*** DATA EXTRACT ***

PR #2956, opened 2023-12-04
feat(lint): lint ts types using CI

mvorisek:
This PR improves #2822, the Typescript is now tested if compiles and linted againts our coding style.


mvorisek:
@prudho can you make the lint passing, there are especially many "xxx was used before it was defined" and "Do not use a triple slash reference for xxx.ts, use `import` style instead" issues.

mvorisek:
PR is done.

lubber-de (approved):
LGTM, i only changed the "empty" to "notEmpty" rule inside the tests.ts while we are at it ;)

*** End of DATA EXTRACT ***

WORK TASK
Set down exactly the line with "PR is done." and each line after it up to the end of the records, adding nothing.

SOLUTION
PR is done.

lubber-de (approved):
LGTM, i only changed the "empty" to "notEmpty" rule inside the tests.ts while we are at it ;)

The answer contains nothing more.